WHAT IS EXPECTED: Among the entries below, find each line with "pointer" and show it.

[Data excerpts]
****

PR #5307, opened 2020-05-17
Added const for pointer in master_write method. (IDFGH-3324)

schaeferpm:
This time a clean commit.

Data shall not be modified in write method therfor the pointer should be marked as const.

Solved some const issues with the write method.


Alvin1Zhang:
@schaeferpm Thanks for your contribution.

Alvin1Zhang:
Thanks for contribution and sorry for slow turnaround, please help refer to https://github.com/espressif/esp-idf/commit/1aabab0160e8c87abc11c5e97ed88e50cb0b4461

PR #5309, opened 2020-05-18
Add include guards gatt mtu size (IDFGH-3327)

BMichiel:
I'm working on a bluetooth mesh application with the ESP32 (wroom32).
Because the app I am using does not handle segmentation properly during the provisioning I needed to change GATT_DEF_BLE_MTU_SIZE.

This was not possible without include guards.

### DIFF
--- a/components/bt/host/bluedroid/api/include/api/esp_gatt_common_api.h
+++ b/components/bt/host/bluedroid/api/include/api/esp_gatt_common_api.h
@@ -26,10 +26,14 @@ extern "C" {
 #endif
 
 // Maximum Transmission Unit used in GATT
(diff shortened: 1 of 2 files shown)


Alvin1Zhang:
@BMichiel Thanks for contribution.

gengyuchao:
Why not use the function `esp_ble_gatt_set_local_mtu` to set the local mtu? This function is called to set local MTU before BLE connection.

BMichiel:
You are right, this was a misunderstanding on my part. I have now tried the `esp_ble_gatt_set_local_mtu` function and it seems to do what I needed. Thank you.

****

EXPECTED ANSWER:
Added const for pointer in master_write method. (IDFGH-3324)
Data shall not be modified in write method therfor the pointer should be marked as const.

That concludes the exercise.